Data excerpts
──────────
Issue #2960, opened 2021-11-08
Filtering and sorting on the basis of child entities


azf20:
Subgraph consumers can currently only filter and sort on the basis of top-level entity fields. As a consumer, I want to be able to filter and sort on the basis of child entity fields.

Schema:
```
author @entity {
  id: ID!
  genre: Genre
  userProfile: User @derived(field: "id")
}

user @entity {
  id: ID!
  dateOfBirth: String
  country: String
}
```

Query:
```
authors(where: {userProfile: { dateOfBirth_eq: "1987-04-03" } }) {
  id
}
```

- Will there need to be a limit on how many layers deep a filter can be applied? _Restrict at one level, at least to begin with_
- Are there any considerations around arrays of child entities, vs. single child entities?
- How will this work with interfaces?
- Will there be a conflict between `userProfile: "12345"` and the nested filter? Will need to be a union of a String and an object, or make a breaking change

Meta-task: compare with syntax from other projects

Jannis:
From https://www.apollographql.com/docs/apollo-server/schema/unions-interfaces/#union-type:
> All of a union's included types must be object types (not scalars, input types, etc.). Included types do not need to share any fields.

So that means we can't support both
```
where: { userProfile: "foo" }
```
and
```
where: { userProfile: { id: "foo" } }
```
at the same time. :-/

dotansimha:
> All of a union's included types must be object types (not scalars, input types, etc.). Included types do not need to share any fields

Yeah, because union and interfaces need to be resolved using `resolveType` or `isTypeOf`, while scalars / input types doesn't have the ability to do that, so we can't do `UserFilter | String`. 

So ideally, we can introduce a new form of generating field arguments, that is more flexible and takes child entities into consideration, and gradually deprecate the existing one? 
We can also experiment with `@oneOf` implementation (https://github.com/graphql/graphql-spec/pull/825) to validate the input types.

kamilkisiela:
> Will there need to be a limit on how many layers deep a filter can be applied? Restrict at one level, at least to begin with
I guess it depends on how the data is fetched. All these filters could be applied as one or as many depending on the data fetching implementation. If some of them are super heavy for the database, we could define a score for them and calculate the complexity/heaviness of the query (score of 1200, where the limit is 250 will block the query from running).

> Are there any considerations around arrays of child entities, vs. single child entities?
I'm not sure what do you mean here.

> How will this work with interfaces?
[...]

PR #3022, opened 2021-12-01
Filter by child entity

kamilkisiela:
#2960

Given the schema:

```graphql
type Purpose @entity {
  id: ID!
  sender: Sender!
  purpose: String!
  createdAt: BigInt!
  transactionHash: String!
}

type Sender @entity {
  id: ID!
  address: Bytes!
  purposes: [Purpose!] @derivedFrom(field: "sender")
  createdAt: BigInt!
  purposeCount: BigInt!
}
```

The `sender_` is added to `Purpose_filter` input object.

```diff
input Purpose_filter {
    ...
+  sender_: Sender_filter
}
```

The `Sender_filter` input object is untouched.

## Questions

**How should I handle `@derivedFrom` directive?**
I see in code that the `where` argument is not generated for fields with `@derivedFrom`.

**Is it find that I hardcoded `c` for root table (the one we select columns from)?**
I noticed that aliases/prefixes for tables and columns are hard-coded so I guess it's fine to assume that `c` represents the root tabel.

**Filters can be deeply nested, is it a problem?**
The logic behind generating the joins is fairly easy and we won't end up with duplicates. It's table <-> table and it starts from "root" table (the one that we select from). 

Every table gets its own prefix/alias, the root table gets `c`. In case of a few level deep filter that adds a condition for `Foo` entity, it ends up being prefixed in the same way as the condition for `Foo` in the first or n-th level.

```sql
WHERE (c1.createdAt > 19283721 AND ( .... ( ... ( c1.purposeCount > 5 OR ... ) ) ) )
```

**Should a left join contain `vid = vid` condition?**
I used `left join` to join tables with `parent.id = child.column AND parent.vid = child.vid` condition. Is it fine? I guess so, because `vid` represents the version and they should match.

### DIFF
--- a/graph/src/data/value.rs
+++ b/graph/src/data/value.rs
@@ -3,6 +3,78 @@ use serde::ser::{SerializeMap, SerializeSeq, Serializer};
 use serde::Serialize;
 use std::collections::BTreeMap;
 use std::convert::TryFrom;
+use std::iter::FromIterator;
+
+#[derive(Debug, Clone, PartialEq)]
+pub struct Object(BTreeMap<String, Value>);
+
+impl Object {
+    pub fn new() -> Self {
+        Self(BTreeMap::default())
+    }
+
+    pub fn get(&self, key: &str) -> Option<&Value> {
+        self.0.get(key)
+    }
+
+    pub fn remove(&mut self, key: &str) -> Option<Value> {
+        self.0.remove(key)
+    }
+
+    pub fn iter(&self) -> std::collections::btree_map::Iter<String, Value> {
+        self.into_iter()
+    }
+
+    fn len(&self) -> usize {
+        self.0.len()
+    }
+
+    pub fn extend(&mut self, other: Object) {
+        self.0.extend(other.0)
+    }
+
+    pub fn insert(&mut self, key: String, value: Value) -> Option<Value> {
+        self.0.insert(key, value)
+    }
+}
+
+impl FromIterator<(String, Value)> for Object {
+    fn from_iter<T: IntoIterator<Item = (String, Value)>>(iter: T) -> Self {
+        Object(BTreeMap::from_iter(iter))
+    }
+}
+
+impl IntoIterator for Object {
+    type Item = (String, Value);
+
+    type IntoIter = std::collections::btree_map::IntoIter<String, Value>;
+
+    fn into_iter(self) -> Self::IntoIter {
+        self.0.into_iter()
+    }
+}
+
+impl<'a> IntoIterator for &'a Object {
+    type Item = (&'a String, &'a Value);
+
+    type IntoIter = std::collections::btree_map::Iter<'a, String, Value>;
+
+    fn into_iter(self) -> Self::IntoIter {
+        self.0.iter()
+    }
+}
+
+impl CacheWeight for Object {
+    fn indirect_weight(&self) -> usize {
+        self.0.indirect_weight()
+    }
+}
+
+impl Default for Object {
+    fn default() -> Self {
+        Self(BTreeMap::default())
+    }
+}
 
 #[derive(Debug, Clone, PartialEq)]
 pub enum Value {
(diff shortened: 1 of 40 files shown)


graphql/src/store/query.rs
```diff
@@ -147,6 +147,7 @@ fn build_filter_from_object(
     entity: ObjectOrInterface,
     object: &BTreeMap<String, r::Value>,
 ) -> Result<Option<EntityFilter>, QueryExecutionError> {
+    // Kamil: we do iterate over the object's properties, but it's only 1 level deep.
```
kamilkisiela, line 150: @lutter 

Given the schema:

```graphql
type Note @entity {
  id: ID!
  text: String!
  author: User! @derived(field: "id")
}
              
type User @entity {
  id: ID!
  dateOfBirth: String
  country: String
  notes: [Note!]!
}
```

and this query:

```graphql
{
  users({
    where: {
      id_in: [1,2,3],
      notes_: {
        text_contains: "graphql"
      }
    }
  }) {
    id
    country
 }
}
```

The `build_filter_from_object` won't be able to get to `notes_ -> text_contains` because it goes 1 level deep and doesn't expect nested objects.

graph/src/data/value.rs
```diff
@@ -13,7 +13,7 @@ pub enum Value {
     Null,
     Enum(String),
     List(Vec<Value>),
-    Object(BTreeMap<String, Value>),
+    Object(BTreeMap<String, Value>), // Kamil: it does accept an object
```
kamilkisiela, line 16: @lutter `Value` supports nested objects

graph/src/data/store/mod.rs
```diff
@@ -246,6 +247,7 @@ impl Value {
             (r::Value::Int(i), _) => Value::Int(*i as i32),
             (r::Value::Boolean(b), _) => Value::Bool(b.to_owned()),
             (r::Value::Null, _) => Value::Null,
+            // Kamil: we should support r::Value::Object here if we want to add #2960
             _ => {
                 return Err(QueryExecutionError::AttributeTypeError(
```
kamilkisiela, line 252: @lutter  but we can't convert `Value::Object` to `r::Value` because it's not supported

graphql/src/store/query.rs
kamilkisiela: What I wanted to do is to allow `r::Value` to has `Object` and flatten the vector here (line 150-185 in this file).

```rust
Ok(Some(EntityFilter::And({
        object
            .iter()
            .map(|(key, value)| { ...
```

kamilkisiela: @lutter I need you guidance here

graphql/src/schema/ast.rs
```diff
@@ -26,6 +26,7 @@ pub(crate) enum FilterOp {
     EndsWith,
     NotEndsWith,
     Equal,
+    Child, // Kamil: This would represent a child-based filter
```
kamilkisiela, line 29: `FilterOp::Child`

graphql/src/store/query.rs
```diff
@@ -180,6 +181,7 @@ fn build_filter_from_object(
                     EndsWith => EntityFilter::EndsWith(field_name, store_value),
                     NotEndsWith => EntityFilter::NotEndsWith(field_name, store_value),
                     Equal => EntityFilter::Equal(field_name, store_value),
+                    // Child => EntityFilter::And(build_filter_from_object(..))
```
kamilkisiela, line 184: Or instead of flattening the list of EntityFilters, we could return `EntityFilter:And` built out of the 2nd level input object.

lutter:
@kamilkisiela First off, you should base your work off the `lutter/gql` branch which has the GraphQL refactor that touches quite a bit of code - you definitely don't want to have to rebase across that.

What I would do is define a new variant `EntityFilter::Child(String, Box<EntityFilter>)` (you have to box to avoid an endless recursive type) where the `String` contains the name of the field that we want to filter on. The `Object` that `build_filter_from_object` gets can contain other objects. The current code in `build_filter_from_object` will be the leaf of the recursion you'll now need, and you need to detect that recursion is needed before `Value::from_query_value` is called (~ line 165); if the field indicates that you are dealing with a child filter, you want to return something like `EntityFilter::Child(field_name, build_filter_from_object(object.get(field_name))` (there's a bit more to it to make sure that you are passing another `Object` around, the compiler will yell at you)

In your example, you want `build_filter_from_object` to return something like `vec![EntityFilter::In("id", $list), EntityFilter::Child("notes", EntityFilter::Contains("text", "graphql"))]` (I use `$list` to avoid the very verbose representation of `[1,2,3]` as a `Value::List`)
──────────
* **Exercise prompt**: When you reach the line that contains "- How will this work with interfaces?", stop; that line and every line before it, from the very first line of the data, should be restated word for word.

* **Problem solution**:
Issue #2960, opened 2021-11-08
Filtering and sorting on the basis of child entities


azf20:
Subgraph consumers can currently only filter and sort on the basis of top-level entity fields. As a consumer, I want to be able to filter and sort on the basis of child entity fields.

Schema:
```
author @entity {
  id: ID!
  genre: Genre
  userProfile: User @derived(field: "id")
}

user @entity {
  id: ID!
  dateOfBirth: String
  country: String
}
```

Query:
```
authors(where: {userProfile: { dateOfBirth_eq: "1987-04-03" } }) {
  id
}
```

- Will there need to be a limit on how many layers deep a filter can be applied? _Restrict at one level, at least to begin with_
- Are there any considerations around arrays of child entities, vs. single child entities?
- How will this work with interfaces?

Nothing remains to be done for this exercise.